Stored entries:
== Segment start ==

PR #625, opened 2020-04-18
[address 618] improves display of freeform fin tabs on transition bodies

teyrana:
Minor change to display how fin tabs are display on transition bodies. 

Previously it was possible to display non-physical tabs which looked like the tab cut into the fin body, (outside of the mounted body) where the fin tab should be entirely contained within the mount-body.

Now, zero-height is interpreted as a "no fin tab" and a fin tab height of 0.00001 is interpreted as "give me a fin tab of minimum height"   On a transition, this results in an almost triangular fin tab, which 0 height at one end, and a non-zero height on the other end of the fin tab.  (see image below)

## Pre-existing Behavior 
renderfix

## Resultant Behavior
renderfix

### DIFF
--- a/core/src/net/sf/openrocket/rocketcomponent/FinSet.java
+++ b/core/src/net/sf/openrocket/rocketcomponent/FinSet.java
@@ -203,7 +203,7 @@ public abstract class FinSet extends ExternalComponent implements RingInstanceab
 	
 	/**
 	 * 
-	 * @param cant -- new cant angle, in radians
+	 * @param newCantRadians -- new cant angle, in radians
 	 */
 	public void setCantAngle(final double newCantRadians) {
 		final double clampedCant = MathUtil.clamp(newCantRadians, -MAX_CANT_RADIANS, MAX_CANT_RADIANS);
@@ -264,16 +264,16 @@ public abstract class FinSet extends ExternalComponent implements RingInstanceab
 	 * Note this function also does bounds checking, and will not set
 	 * a tab height that passes through it's parent's midpoint.
 	 *  
-	 * @param newHeightRequest how deep the fin tab should project
+	 * @param newTabHeight how deep the fin tab should project
 	 * from the fin root, at the reference point
 	 * 
 	 */
-	public void setTabHeight(final double heightRequest) {
-		if (MathUtil.equals(this.tabHeight, MathUtil.max(heightRequest, 0))){
+	public void setTabHeight(final double newTabHeight) {
+		if (MathUtil.equals(this.tabHeight, MathUtil.max(newTabHeight, 0))){
 			return;
 		}
 		
-		tabHeight = heightRequest;
+		tabHeight = newTabHeight;
 
 		fireComponentChangeEvent(ComponentChangeEvent.MASS_CHANGE);
 	}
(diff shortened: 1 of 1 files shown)


core/src/net/sf/openrocket/rocketcomponent/FinSet.java
```diff
@@ -885,24 +884,25 @@ public boolean isRootStraight( ){
 		
 		final double xTabFront = getTabFrontEdge();
 		final double xTabTrail = getTabTrailingEdge();
+
+		// // limit the new heights to be no greater than the current body radius.
+		// this.tabHeight = Math.min( this.tabHeight,  bodyRadius );
```
wolsen, line 889: Can remove commented out code added here, unless you think its intended to add something?

core/src/net/sf/openrocket/rocketcomponent/FinSet.java
```diff
@@ -264,16 +264,16 @@ public double getTabHeight() {
...
 	 * a tab height that passes through it's parent's midpoint.
 	 *  
-	 * @param newHeightRequest how deep the fin tab should project
+	 * @param newTabHeightRequest how deep the fin tab should project
 	 * from the fin root, at the reference point
 	 * 
 	 */
-	public void setTabHeight(final double heightRequest) {
-		if (MathUtil.equals(this.tabHeight, MathUtil.max(heightRequest, 0))){
+	public void setTabHeight(final double newTabHeightRequest) {
```
wolsen, line 271: nit: Since you're changing the variable name anyways, does the Request part of the name really make any sense? I think its just as clear to set it as newTabHeight.

wolsen:
Looks like a fairly straightforward patch. A couple of nits inline.

core/src/net/sf/openrocket/rocketcomponent/FinSet.java
teyrana: Yea, good point.  remove the 'request' suffix in this method.

core/src/net/sf/openrocket/rocketcomponent/FinSet.java
teyrana: yea, removed.

teyrana:
nits fixed.

wolsen:
LGTM, I think this is clearly the right behavior

neilweinstock:
I didn't get to test it but from the rendering it certainly looks reasonable.

wolsen:
Hey Neil, you can still test it if you want. The code is logical in that its choosing the best place to draw the fin tab from (in the Y direction) rather than how it was doing it previously and I think overall its a change we want, but it may not address the issue fully - which is why I left the issue open.

The code change makes sense as it now considers both the transition height at the front of the fin tab as well as the back of the fin tab when determining how to draw the tab. Previously it was only considering the front which is why it has that weird line which cuts through the transition.

neilweinstock:
Behavior seems fine as described.  I only incurred this by accident by having a tab height of .001” or something nonsensical like that.  I was more concerned about the invisible fin problem that occurred at the same time as this one (that’s in a separate issue).

If you *want* me to test it, I’ll be happy to, given a jar file.


  *   Neil

PR #628, opened 2020-04-20
Move MotorRowFilterTest into correct package

wolsen:
MotorRowFilterTest lives in the wrong package and causes Eclipse
to fail building. Oddly, it still builds using the ant commandline,
but since it declares it should be in the package
net.sf.openrocket.gui.dialogs.motor.thrustcurve this change moves
it to the location it declares.


teyrana:
huh. This wasn't causing issues under ant or Intellij :/

PR #633, opened 2020-04-22
Fix 627

JoePfeiffer:
Janitorial -- removing some unused code


teyrana:
@JoePfeiffer 
Hey, can you comment briefly about how we know this code is, in fact, unused?

JoePfeiffer:
A recursive grep through the source tree doesn't find the code anywhere except in these definitions.  Also, OR compiles, runs and passes unit tests without it.

teyrana:
Okay, sounds good to me :)

Also, imho, compiling and passing unit tests is necessary, but not sufficient.

PR #634, opened 2020-04-24
[fix] restores travis-ci commenting on PRs

teyrana:


wolsen:
Aaaand for whatever reason travis-ci is back to commenting as well :-) whatever :-) LGTM!

teyrana:
> Aaaand for whatever reason travis-ci is back to commenting ....

It's not "for whatever reason"  I made a change specificially for this!  This PR fixes it :P

wolsen:
@teyrana Sorry I should have elaborated a bit more. Yes, this PR actually fixes it and is why I went ahead and merged it :-). My comment was clearly confusing, maybe a bit due to the lockdown craziness.

This PR adds a notification script to integrate with travisbuddy to add comments on the PRs as they are done. That's clear to me and travisbuddy absolutely comments, so yes - that fixes the general issue of not getting the notifications and feedback loop.

What was unclear to me, is why this particular change _also_ caused the travis-ci checks to start working again:

Screenshot from 2020-04-25 08-00-39

I suspect its something to do with the yaml itself, but these checks should have been working without the travisbuddy change itself. So the problem for me is that I still don't understand what specifically caused that piece to start working again, other than it has something to do with the yaml file itself - but it might be irrelevant.

This is where my confusion was born ^. But its clearly a fix to the problem, I just wished I understood better why it fixed the problem. I understand the travisbuddy commentary and notifications, I don't understand the travis-checks bit.

teyrana:
ahhh, okay. Gotcha.  

Yea, didn't really dig into the WHY why.   I'm happy enough that it works :)

PR #636, opened 2020-04-26
Update icons for Tube Fins and Rail Buttons

wolsen:
Rail Button icons have been updated to better match the theme
with the rest of the icons. Tube Fin icons have been updated
with a larger tube for the fin (rather than the launch lug icon)
in order to disambiguate the two options.

Here's a screenshot with the new icons - both for the buttons and in the component tree view

Screenshot from 2020-04-25 20-57-15


teyrana:
Those look nice!  Did you make them yourself?

wolsen:
> Those look nice! Did you make them yourself?

Yes and no. I made the rail button and a tube fin outlines using Inkscape then replaced the layers of relevant xcf.gz files within gimp (the new rail button one started from the launchlug base file). I haven't used either inkscape or gimp for anything useful before, so ... it took awhile

teyrana:
Hmmm, the background transparency seems to be spotty, when I pull your branch down.  Have you seen this before?
buttons-buggy-transparency

neilweinstock:
Those look great.

wolsen:
Ah right, didn’t see that. Probably botched the transparency on export. Will fix it a bit later today

wolsen:
Updated the transparency and tweaked the small icons a bit. The tube fine small icon is larger to match the size of the other finsets. The small rail button icon was switched to a side-profile view as that makes it a little sharper. 

Also added the source files for the small icons as they are slightly different than the large button icons.

Obligatory screenshot

Screenshot from 2020-05-08 20-50-15

teyrana:
There we go!  Looks good :)

PR #647, opened 2020-05-02
[Fixes #645] fix auto radius calculation on Symmetric Components

### LINKED ISSUE #645: Change  calculation method of "getPreviousSymmetricComponent"
Triggered by undesired behavior of the "auto Radius" check box on a trailing Transition component.
The component should refer to the previous component _in-line_, and ignore those in attached pods.

teyrana:
Fixes the "auto" calculation on Symmetric Components (to include transitions and bodies) when pods are present (and previously would interfere)

Addresses: #645 
See that issue for more details, and example file.

## Todo   
- [x] 1. Auto-sizing within a stage
- [x] 2. Auto-sizing across multiple "AxialStage" instances, within the same rocket
    - [x] Add unit test
    - [x] Adjust behavior
- [x] 3. Unit Tests pass
- [x] 4. 'getNextSymmetricComponent' Usages:
  - [x] a. BarrowmanCalculator.java:635 -- desired behavior
  - [x] `swing/src/net/sf/openrocket/gui/dialogs/preset/ComponentPresetChooserDialog.java`
- [x] 5. 'getPreviousSymmetricComponent' Usages:
  - [x] a. BarrowmanCalculator.java:557 -- desired behavior
  - [x] b. BarrowmanCalculator.java:618 -- desired behavior
  - [x] `swing/src/net/sf/openrocket/gui/dialogs/preset/ComponentPresetChooserDialog.java`

### DIFF
--- a/core/src/net/sf/openrocket/aerodynamics/BarrowmanCalculator.java
+++ b/core/src/net/sf/openrocket/aerodynamics/BarrowmanCalculator.java
@@ -629,9 +629,9 @@ public class BarrowmanCalculator extends AbstractAerodynamicCalculator {
 					}
 				}
 				
-				// if I'm the last componenet, set my base CD
-				// note I can't depend on the iterator serving up components in order,
-				// so I can't just do this after the last iteration.
+				// if I'm the last component, set my base CD
+				// note:  the iterator *should* serve up the next component.... buuuut ....
+				//        this code has is tested, and there's no compelling reason to change. 
 				if (s.getNextSymmetricComponent() == null) {
 					double area = Math.PI * pow2(s.getAftRadius());
 					double cd = base * area / conditions.getRefArea();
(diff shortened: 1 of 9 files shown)


teyrana:
## Done:
1. The explicit behavior this addresses is fixed. 
2. Unit Tests pass.

## TODO:

3. 'findNextSymmetricComponent' is referenced from BarrowmanCalculator.java:635.  Verify calculations.
4. 'findPreviousSymmetricComponent' is reference from BarrowmanCalculator.  Verify calculations.

JoePfeiffer:
This doesn't auto-size lower stages of a rocket.  The attached rocket has a 1" diameter booster stage in 15.03 and current unstable (which I think is the intended and expected behavior), but has the default 1.969 inch diameter with this PR.

Do we need to search the component tree until we find a symmetric component with the same axis as the component we're auto-sizing?

[two-stage-auto-diameter.ork.zip](https://github.com/openrocket/openrocket/files/4570877/two-stage-auto-diameter.ork.zip)

teyrana:
> This doesn't auto-size lower stages of a rocket. ... 

Oh, good point. I hadn't thought of that case.... I'll have to rework this bit.
(Well, I guess that's why we have reviews, right?

teyrana:
note: the component preset chooser dialog is still crashing.... so we need to fix #650 before we can verify behavior -.-

Issue #641, opened 2020-05-01
CG calculation error


neilweinstock:
CG is sometimes shown off-axis in 3D Finished view.  See attached design.

Side view:
![image](https://user-images.githubusercontent.com/243872/80773963-89cc2980-8b29-11ea-9318-8037c9a6b1ad.png)

3D Finished view:
![image](https://user-images.githubusercontent.com/243872/80773980-994b7280-8b29-11ea-9125-ec32e62001d5.png)

Tested on latest unstable build.

[cg_render_bug.ork.zip](https://github.com/openrocket/openrocket/files/4562127/cg_render_bug.ork.zip)

This issue was previously glommed onto #387, I've separated it out here.

teyrana:
Notes: 
1. iirc, The 2d view ignores the y,z components of the CG and CP: 
[RocketPanel.java#L634](https://github.com/openrocket/openrocket/blob/8288de651f19a0ad7fee0f82770a0c87b344df4e/swing/src/net/sf/openrocket/gui/scalefigure/RocketPanel.java#L634-L635)

neilweinstock:
Interesting.  Is it a bug that the 2d view ignores Y and Z?  I'm not sure why it should.

JoePfeiffer:
I'm guessing it should not.  CP is forced to be on-axis because its calculation with individual fins in a FinSet (instead of calculating the FinSet as a whole) erroneously calculates an off-axis CP (I've spent some time this morning trying to find where we concluded that, and haven't been able to locate the discussion nor the PR that does it.  I know I'm just looking in the wrong place).  I'll hazard a guess that before we forced the CP calculation, the side view rendering did it instead and what Dan is finding there is an artifact.

CG off axis seems like it has to be an error in the calculation, which was being masked in the side view rendering.

(all this is speculation and memory, of course)

teyrana:
> Is it a bug that the 2d view ignores Y and Z? I'm not sure why it should.

I interpret it as a bug, certainly.   It's an optimization which makes sense when everything is on one axis, but it should be updated. 

Why?:  it's simply ignored at display:  check it out:
https://github.com/openrocket/openrocket/blob/8288de651f19a0ad7fee0f82770a0c87b344df4e/swing/src/net/sf/openrocket/gui/scalefigure/RocketPanel.java#L634-L635

I can add that particular change to the PR fixing this issue.

PR #652, opened 2020-05-05
Avoid considering cp with 0 weight when calculating worst-case CP for display in RocketInfo

### LINKED ISSUE #648: Error in calculating CP with phantom body tubes:
CG is sometimes shown off-axis in 3D Finished view.  See attached design.

Related to #641, but this issue is for CP calculations.

Side view:
image

3D Finished view:
image

Tested on latest unstable build.

[cg_render_bug.ork.zip](https://github.com/openrocket/openrocket/files/4562127/cg_render_bug.ork.zip)

If the pod-fins are offset *past* the end of their parent bodies (Offset via BOTTOM: x > 0) ... CP is NaN.

If the pod-fins are offset *past* the end of their parent bodies (Offset via BOTTOM: x > 0) ... CP  is reasonably.

JoePfeiffer:
This fixes #648 (errrors in CP calculation).  The fins in the first example design in the issue are extremely small, and at some angles of attack can result in a CP weight so small as to be meaningless.  This PR only considers CP's with a non-zero weight in finding the worst case for display in the RocketInfo panel.

Also, in RocketPanel, a comparison was being made between CP weight at worst case and rocket minimum mass.  These have nothing obvious to do with each other, so this PR changes the test to be against MathUtil.EPSILON to avoid confusion in the future (this doesn't change behavior, as MIN_MASS is set to EPSILON in the MassCalculator class).

This doesn't address the off-center rendering of CG in some cases (#641), which is referenced in #648 but appears to be unrelated.

### DIFF
--- a/core/src/net/sf/openrocket/aerodynamics/AbstractAerodynamicCalculator.java
+++ b/core/src/net/sf/openrocket/aerodynamics/AbstractAerodynamicCalculator.java
@@ -4,6 +4,7 @@ import java.util.Map;
 
 import net.sf.openrocket.rocketcomponent.FlightConfiguration;
 import net.sf.openrocket.rocketcomponent.RocketComponent;
+import net.sf.openrocket.util.MathUtil;
 import net.sf.openrocket.util.Coordinate;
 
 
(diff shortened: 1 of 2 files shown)


teyrana:
LGTM.

PR #1417, opened 2022-06-08
[#1231] Include non-aerodynamic components in bounding box calculations

### LINKED ISSUE #1231: "fit" doesn't always work in side view
"fit" doesn't always work in side view. The ends sometimes go off screen and you can pan over to see end. See exampl
[sjh_trident.zip](https://github.com/openrocket/openrocket/files/8200848/sjh_trident.zip)
e

SiboVG:
This PR fixes #1231 by including non-aerodynamic components in the rocket's bounding box calculations. 

I first just deleted the aerodynamic condition in the bounding box calculations, but most parts of the program (including some calculations) need the bounding box or rocket length of only aerodynamic components. Just deleting the aerodynamic condition caused changes in the calculations.

So I ended up splitting the bounding box and rocket length in two variations: only aerodynamic components and all components.

This PR not only fixes #1231, but now the rocket length displayed in the rocket view's top left corner includes all components, not only the length of the aerodynamic components.

Here is a [jar file](https://github.com/openrocket/openrocket/suites/6851577921/artifacts/264497891) for testing.


hcraigmiller:
Functions beautifully, no anomalies found as to this issue... but see Issue #1420.

PR #1424, opened 2022-06-10
[#1423] Make sure zoom combobox can fit 'Fit (100.0%)'

### LINKED ISSUE #1423: Bug: 'Fit' text does not fit in spinner when zoom value > 100%
When the fit value in the rocket view is greater than 100%, the fit text is cut off on macOS. You can recreate this by just adding a body tube: 

image

Tested on macOS 12.4, MacBook Pro M1, latest unstable.

SiboVG:
This PR fixes #1423 by giving the zoom combobox an initial size so that it can fit the text 'Fit (100.0%)' (thus all text in the form of 'Fit (xxx.x%)'.

image

I tried making the combobox size dynamically based on its content, but was unsuccessful.


hcraigmiller:

Issue #1037, opened 2021-09-27
New Feature Request: Ability for custom number of decimals on exporting simulations


SiboVG:
This issue is related to [comments in #1036](https://github.com/openrocket/openrocket/issues/1036#issuecomment-927984493).

Right now, when exporting the simulation data to CSV (go in the simulations tab, select a simulation, click the 'Plot / export'-button and in the 'Export data'-tab exporting the simulation), the variables have a fixed number of decimals (in the case of the comments to #1036, a maximum of 3 digits). Sometimes it's necessary for users to have more precise values reported back to them. Because OR internally uses more precise values than those that are eventually exported, it is merely a matter of implementing a **new feature for users to be able to control the maximum number of decimals used upon export**.

This feature could be implemented as a JSpinner in the 'Export data'-tab in which the user can set the desired number of decimals.

Sparrowhawk120:
Solved in #1427 , can we close this?

SiboVG:
> Solved in #1427 , can we close this?

Yes

PR #1427, opened 2022-06-11
[fixes #1354 & #1037] Add support for custom decimal places and exponential notation in simulation exports

### LINKED ISSUE #1354: Export of simulated latitude and longitude needs more decimals
When doing a simulation and afterwards exporting latitude and longitude, only three decimals are exported, corresponding to a rectangular area 111 meters wide. This is a bit too coarse for my use, at least - why not just two more decimals, which would create a box just 1 meter wide.

Also, the text boxes where latitude and longitude are inputted have a strange behaviour (Ubuntu 22.04, v. 22.02.beta.01) where it's possible to paste e.g. a line break into the box.

Feature request: Export directly as KML-file for visualization of 3D flight path in Google Earth.

Feature request: Built-in 2D top-down map-view for easy viewing of flight ground track.

SiboVG:
This PR fixes #1354 and #1037. I first implemented an increased, static decimal place for the latitude and longitude (for issue #1354) - which is the first commit which you can just ignore - but then found that it wasn't much extra effort to implement #1037 and add support to enter a custom number of decimal places for the simulation export variables. So that solves #1354 automatically, because users can now just choose the decimal places for any variable.

While I was at it, I also added a checkbox to decide whether to use exponential notation in the export (e.g. '1.5e-4') or not (e.g. '0.00015').

The simulation export panel thus looks like this (see the top right, 'Format settings'):
image

Here is a [jar file](https://github.com/openrocket/openrocket/suites/6888134264/artifacts/266851250) for testing.


hcraigmiller:

Sparrowhawk120:
Is there a way to speed up the export? The crude solution from #1037 was a bit faster at full decimal length (which was like 15 places), but it hangs for about a minute at just 6 decimal places with this pull

neilweinstock:
Do you actually desire to export 6 decimal places?  If so I would be intrigued to hear why.  It's hard for me to understand how that would be valuable.

SiboVG:
> Is there a way to speed up the export? The crude solution from #1037 was a bit faster at full decimal length (which was like 15 places), but it hangs for about a minute at just 6 decimal places with this pull

Well two things: your code from #1037 did not include the `exponentialFormat` calculation, which saves your code some while-loops + I just continued to use the `shortDecimal` method inside `decimalFormat` while you just formatted the string as a full float. I must say I'm not entirely sure why the `shortDecimal` is so elaborate and what advantage it brings to using something built-in from Java. I'll take a look at that.

But I do not see export delays longer than half a second, so I'm a bit confused why you have such huge delays? I used 'A simple model rocket' and exported all variables with 15 decimal precision and got an almost instant export.

SiboVG:
@Sparrowhawk120 I made some changes to the doubleToString code, hopefully resulting in a performance improvement for you. Could you check with [this jar file](https://github.com/openrocket/openrocket/suites/6901378165/artifacts/267833775) whether anything has changed for you?

Sparrowhawk120:
@SiboVG I timed an export of Time, Lateral Dist, Lat, & Lon, and it still took 59 seconds to do an export at 6 decimal places with comma delimiting.

Sparrowhawk120:
> Do you actually desire to export 6 decimal places? If so I would be intrigued to hear why. It's hard for me to understand how that would be valuable.

@neilweinstock I'm trying to start developing a visualizer for the 6DOF so I can use the Monte-Carlo method to create a landing splash zone. This would help for much larger-scale flights requiring FAA permits without the irritating monthly subscription of Rocksim Pro

SiboVG:
> @SiboVG I timed an export of Time, Lateral Dist, Lat, & Lon, and it still took 59 seconds to do an export at 6 decimal places with comma delimiting.

How are export times for 22.02.beta.03? And do the results differ when you check/uncheck the use exponential notation? Also: what are the export times for your code from #1037?

SiboVG:
Oh yeah and do the results change with the latest unstable whether you export with 6 decimals or 15 decimals?

Sparrowhawk120:
> How are export times for 22.02.beta.03? And do the results differ when you check/uncheck the use exponential notation? Also: what are the export times for your code from #1037?

I'm gonna preface this by saying the following results are incredibly perplexing to me because both with #1037 and the original 22.02.beta.03 I didn't previously have much issue with exporting. I'm not sure if this is a product of running the jar with Java 17, or if something is wrong with my system in some other way.

In the beta without the custom places merge (22.02.beta.03) it took 60 seconds to export.
56 seconds with exponential notation on your jar file (6 decimal).
77 seconds with 15 decimals on your jar file (no exponential).
------------------------------
Similar behavior was observed using the code in #1037 
------------------------------
Similar behavior was observed using both my .ork file and the "Simple Model Rocket" example

SiboVG:
Thanks for the test results. It's indeed very strange that you have this issue. As I've said, I don't have any issues with it at all (export times all < 1 s). It may have something to do with the fact that we don't use the OpenCSV library for exporting to CSV, which may be more efficient than the custom CSV export (I know from a prior project that OpenCSV makes huge changes in delay times for reading CSVs, so maybe the same holds for writing CSVs).

I'll file a new issue for it, thanks again for bringing it up.

PR #1431, opened 2022-06-11
[Fixes #753] Update ScaleScrollPane size when rocket changes

### LINKED ISSUE #753: Side/Back View "Fit" does not increase in size (percentage) as length is shortened
After opening a design in the side view, if you stretch the rocket (increase its  length), then the view auto sizes to fit the increased length. If you then shrink the rocket (return it to its original length), the view does not auto size to fit the shorter length. The only way to get the "fit" to work again is to close and reopen the design. The same occurs with the back view.

Open
Stretch
Shrink

The freeform fin display auto fits both directions.

SiboVG:
This PR fixes #753 where the rocket view did not resize when the rocket became shorter. The ScaleScrollPane componentResized just gets triggered whenever the rocket changes (may be not very efficient when parts of the rocket change that do not affect the rocket compound size, but shouldn't be too bad, there is a check somewhere deep that checks whether the bounds actually changed before updating the rocket view).

New behavior:

https://user-images.githubusercontent.com/11031519/173206868-33f05ccc-1a33-4594-83ea-103529209090.mov

Here is a [jar file](https://github.com/openrocket/openrocket/suites/6893520699/artifacts/267268666) for testing.

### DIFF
--- a/swing/src/net/sf/openrocket/gui/scalefigure/RocketPanel.java
+++ b/swing/src/net/sf/openrocket/gui/scalefigure/RocketPanel.java
@@ -219,6 +219,7 @@ public class RocketPanel extends JPanel implements TreeSelectionListener, Change
 			public void stateChanged(EventObject e) {
 				updateExtras();
 				updateFigures();
+				scrollPane.componentResized(null);	// Triggers a resize so that when the rocket becomes smaller, the scrollPane updates its size
 			}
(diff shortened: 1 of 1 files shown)


neilweinstock:
Nice

hcraigmiller:
Looking good...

== Segment end ==

Copy exactly the stretch of data above from the line with "This feature could" through the line with "[fixes #1354 &", and omit all other lines.

• _Response to this task_:
This feature could be implemented as a JSpinner in the 'Export data'-tab in which the user can set the desired number of decimals.

Sparrowhawk120:
Solved in #1427 , can we close this?

SiboVG:
> Solved in #1427 , can we close this?

Yes

PR #1427, opened 2022-06-11
[fixes #1354 & #1037] Add support for custom decimal places and exponential notation in simulation exports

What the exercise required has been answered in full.